As a resources script gets bigger, it becomes desirable to reorganize it, perhaps splitting off the content and filter elements into separate files, and grouping resource names into distinct namespaces. We may, for example, wish to decompose the resources.xml file as follows.

  • documents.xml - File of documents with names assigned from the namespace http://www.mydomain.com/documents.

    
    <px:resources xmlns:px="http://www.presentingxml.com/PresentingXML"
                          xmlns:mydoc="http://www.mydomain.com/documents">
      <px:document name="mydoc:myInput">
        <px:fileSource file="input.xml"/>
      </document>
    </px:resources>
    

  • filters.xml - File of filter definitions.

    
    <px:resources xmlns:px="http://www.presentingxml.com/PresentingXML">
      <px:saxFilter name="myPreFilter" class="PreFilter"/>
      <px:style name="myFilter"><px:urlSource url="filter.xsl"/></px:style>
      <px:saxFilter name="myPostFilter" class="PostFilter"/>     
    </px:resources>
    

  • services.xml - File of service definitions.

We now need to import the content and filter definitions in the services.xml file, and we do that using the px:include instruction.
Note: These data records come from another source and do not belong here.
Issue #17108, opened 2021-09-02
Comments: Create the new content cell


dvdchr:
Refs #17087

Since the comment content cell is quite large, I'll break down the implementation further so the PR chunks are slightly more manageable. As such, this issue is created to track all the work items for the comment content cell.

Here are some designs from Zeplin:

Description | Screenshot
--|--
Short content | ![Screen Shot 2021-09-02 at 19 02 56](https://user-images.githubusercontent.com/1299411/131840673-7afe31bd-751e-4b4f-a2a4-14366ee10630.png) 
Long content with image | ![Screen Shot 2021-09-02 at 19 16 06](https://user-images.githubusercontent.com/1299411/131841977-049eecd0-1fb6-4bbc-b323-a93ad1ff29f0.png) 
Content with image and blockquote | ![Screen Shot 2021-09-02 at 19 16 30](https://user-images.githubusercontent.com/1299411/131841991-47865285-1b92-4c19-bfa8-abbfd5c132c2.png)

Some notes:

- Content will be displayed using a `WKWebView`.
- Some functionalities of the cell may be disabled, depending on site type and account permissions.

## Todo

- [x] #17109
- [x] #17129
- [x] Handle button taps: 
  - [x] #17269
  - [x] #17273
- [x] #17253
- [x] #17147
- [x] #17254

PR #17129, opened 2021-09-07
Comment Detail: Render content in web view

dvdchr:
Refs #17108, #17087, `aXjNk0P-zpl`

This adds the web view implementation to render the comment content. Some notes:
- Fixed a little bug when fetching the user's avatar URL.
- `richCommentTemplate.html` and `richCommentStyle.css` were added to stylize the contents according to the designs.
- Navigation requests from the web view are temporarily disabled for now. i.e. links look clickable but will do nothing (for now). It'll be implemented in the next PR.
- To handle content resize on orientation change, I ended up reloading the contents (i.e. calling `loadHTMLString` on the web view) again. 
  - I've tried other methods (`reload()`, through javascript's `location.reload()`, re-querying `scrollHeight`, ...) to no avail. The resize only works by calling `loadHTMLString` again. Somewhat expensive, I know. 😅 But it's what works so far and I've yet to find a better way.
- All resources within the comment content (images, video thumbnails) are loaded synchronously for now. For heavy comments (e.g. with >5 images), it may take a couple of seconds for the web view to fully render the content.
  - I'll take a look at loading the images asynchronously in the next PR. My assumption is it'll _at least_ cause the table to recalculate the cell height after each image completes loading, but if the method proves too tricky, I'll defer the async improvement and instead show a loading animation on top of the web view for the much simpler approach.
- Lastly, cell/component visibility based on user permission will be implemented in the upcoming PR.

## To test

- Ensure that the `New Comment Detail` flag is enabled.
- Go to My Site > Comments, and pick any comment.
- Verify that the comment content is displayed correctly (and beautifully ✨). 
  - Note that you may need to jump to multiple sites and hunt for tricky comments that may break the layout or appear strange. If you find them, please let me know! 
- Try changing to landscape orientation, and verify that the content is resized properly.

## Regression Notes
n/a. Feature is still hidden behind a flag.

n/a. Feature is still hidden behind a flag.

n/a. Feature is still hidden behind a flag.

PR submission checklist:


WordPress/Classes/ViewRelated/Comments/CommentContentTableViewCell.swift
```diff
@@ -32,36 +35,123 @@ class CommentContentTableViewCell: UITableViewCell, NibReusable {
...
+
+    override func traitCollectionDidChange(_ previousTraitCollection: UITraitCollection?) {
+        // when screen orientation changed, reload the HTML content to ensure that the content height accounts for the new width.
+        guard let cachedContent = htmlContentCache,
+           traitCollection.verticalSizeClass != previousTraitCollection?.verticalSizeClass
+            || traitCollection.horizontalSizeClass != previousTraitCollection?.horizontalSizeClass else {
+            return
+        }
+
+        webViewHeightConstraint.constant = 1
```
dvdchr: Forgot to add a code comment here, why I needed to reset the constraint before updating it with the new one. Will add this tomorrow.

WordPress/Classes/ViewRelated/Comments/CommentContentTableViewCell.swift
```diff
@@ -168,4 +265,7 @@ private extension String {
                                                         + "%1$d is a placeholder for the number of Likes.")
     static let pluralLikesFormat = NSLocalizedString("%1$d Likes", comment: "Plural button title to Like a comment. "
                                                 + "%1$d is a placeholder for the number of Likes.")
+
+    // pattern that detects empty HTML elements (including HTML comments within).
+    static let emptyElementRegexPattern = "<[a-z]+>(<!-- [a-z\\/:]+ -->)+<\\/[a-z]+>"
```
dvdchr: I did find some parameters embedded in the HTML comments, e.g.
```html
<!-- wp:image {"id":10675,"sizeSlug":"large","linkDestination":"none"} -->
```
which escapes the regex pattern. Will fix this tomorrow!

WordPress/Classes/ViewRelated/Comments/CommentContentTableViewCell.swift
```diff
@@ -32,36 +35,128 @@ class CommentContentTableViewCell: UITableViewCell, NibReusable {
...
+    override func traitCollectionDidChange(_ previousTraitCollection: UITraitCollection?) {
+        // when screen orientation changed, reload the HTML content to ensure that the content height accounts for the new width.
+        guard let cachedContent = htmlContentCache,
+           traitCollection.verticalSizeClass != previousTraitCollection?.verticalSizeClass
+            || traitCollection.horizontalSizeClass != previousTraitCollection?.horizontalSizeClass else {
+            return
+        }
+
+        webViewHeightConstraint.constant = 1
+        webView.loadHTMLString(cachedContent, baseURL: nil)
```
dvdchr: Should have passed `Self.resourceURL` here so the CSS file is properly loaded. Will fix this tomorrow!

WordPress/Classes/ViewRelated/Comments/CommentContentTableViewCell.swift
```diff
@@ -32,36 +35,128 @@ class CommentContentTableViewCell: UITableViewCell, NibReusable {
...
+        let htmlString = String(format: templateFormat, sanitizedContent)
+
+        self.htmlContentCache = htmlString
+        webView.loadHTMLString(htmlString, baseURL: Self.resourceURL)
 
         // TODO: Configure component visibility
     }
+
+    override func traitCollectionDidChange(_ previousTraitCollection: UITraitCollection?) {
+        // when screen orientation changed, reload the HTML content to ensure that the content height accounts for the new width.
```
aerych: It looks like this won't be triggered in all situations.  I tried testing with an iPad Pro 9.7 simulator. The comment detail is shown in as the detail of a UISplitViewController.  In this scenario the size will change on rotation but the trait collection does not. 
Maybe this is something that could be done with `viewWillLayoutSubviews` or `viewDidLayoutSubviews`?

WordPress/Resources/HTML/richCommentStyle.css
```diff
@@ -0,0 +1,189 @@
...
+a.mention {
+    text-decoration: none;
+    background-color: var(--mention-background-color);
+    padding: 0 3px;
+    -webkit-border-radius: 3pt;
+}
+
+/** IMAGES **/
+
+.wp-block-image img {
```
aerych: We might need to have a rule for regular `img` tags that aren't part of gutenberg blocks. I tested with a non-gutenberg comment that had an image tag. The portrait image had some issues with layout. The width was constrained to width of the web view but the aspect ratio was lost resulting in the image having it's natural height. 
I tried adding 
```
img {
    margin: 0 auto; /* align center */
    width: auto;
    max-width: 100vw;
    height: auto;
}
```
This seemed to fix the issue with the image tho I'm not sure if it's all necessary or would have other side effects we don't want.

aerych (changes requested):
Heya @dvdchr  👋 
Looking sharp!  I tested in in the iPhone Pro 11 simulator and the iPad Pro 9.7 simulator and things mostly looked good.  I did spot a couple of things and left comments about them. Lemme know what you think.  
Back to you sir!

aerych:
For some light stress testing I created [this comment](https://aerych.wpsandbox.me/2021/07/27/test-image/#comment-19) on a test self-hosted site that includes (I think) all of the default allowed tags for comments, plus images and YouTube embeds (which are not allowed by default).  The comment looks pretty hideous in a browser but it looks rather nice in the app. :) 
Simulator Screen Shot - iPhone 11 Pro - 2021-09-07 at 18 11 51
Simulator Screen Shot - iPhone 11 Pro - 2021-09-07 at 18 11 55
Simulator Screen Shot - iPhone 11 Pro - 2021-09-07 at 18 12 04


I did notice there is some trouble with the the YouTube embed sizing properly.  I'm not sure if that's because of the error screen or something else.  Something we'll want to look into.  Probably we'll have a period of finding lots of one-off quirky things (typical of this sort of change and to be expected) but we'll get 'em sorted and then we'll have some rock solid webview comments. :)

WordPress/Classes/ViewRelated/Comments/CommentContentTableViewCell.swift
dvdchr: Ah, good catch! In this case, I think I'll use `viewWillTransition` instead to detect size changes. 🙂 Will address this soon!

WordPress/Resources/HTML/richCommentStyle.css
dvdchr: Good catch again! 🙂 Will fix this in the upcoming commit.

dvdchr:
Appreciate the testing effort! 👍 Thank you.

> Probably we'll have a period of finding lots of one-off quirky things ...

Yeah... Also, considering how many blocks there are, I'm not sure if they would all look great, since the CSS is homegrown and thus, limited. 😆 

Additionally, I've found that embedded tweets are causing problems with height calculation since it asynchronously fetches Twitter's widget.js library and resizes the tweet component. This is rather tricky since I've yet to find a way to block async Javascript without affecting the Javascript code that's used to calculate document height. 

The content is still vertically scrollable, it still doesn't look good since the detail screen now has two vertically scrollable components. Although this only applies to comments with embedded Tweet blocks. I'll take a look at this in the next PR, and will address it if it's not taking up too much time. 

The rough idea is instead of using `evaluateJavascript`, I should use `WKUserContentController` and move the height calculation there. Then, I should be able to hook into Twitter's widget library and listen after the tweet component has finished rendering. Finally, call the height calculation function so it could trigger the table view to resize the cell. 

> I did notice there is some trouble with the YouTube embed sizing properly.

Figure 6. Resources script with includes


<px:resources xmlns:px="http://www.presentingxml.com/PresentingXML"
              xmlns:edt="http://www.presentingxml.com/PresentingXML/edtftp"
              xmlns:mydoc="http://www.mydomain.com/documents">
  <px:include href="documents.xml"/>
  <px:include href="filters.xml"/>

  <px:service name="myPipeline">
    <px:serialize>
      <px:xmlEmitter>
        <edt:ftpSink remoteFile="output.xml">
            <edt:ftpClient ref="myFtpClient"/>
        </edt:ftpSink>
      </px:xmlEmitter>
      
      <px:transform>
        <px:content ref="mydoc:myInput"/>
        <px:filter ref="myPreFilter"/>
        <px:filter ref="myFilter"/>     
        <px:filter ref="myPostFilter"/>     
      </px:transform>
    </px:serialize>
  </px:service>
    
  <edt:ftpClient name="myFtpClient" host="myHost" user="xxx" password="xxx"/>
  
</px:resources>

Customization

A number of elements support custom implementations by accepting a Java class that implements a defined interface and a list of custom properties. These include px:saxReader, px:saxFilter, px:customEmitter, px:customRecordFilter, px:customJdbcConnection, and px:dynamicContent.

Extendability

New components may be created as extensions and used interchangeably with framework components in resources scripts. The edtftpj extension, for example, provides the edt:ftpSource and edt:ftpSink implementations of the abstract px:streamSource and px:streamSink components. Including the extension in the deployment build requires only that an entry be added in the build-extensions.xml file.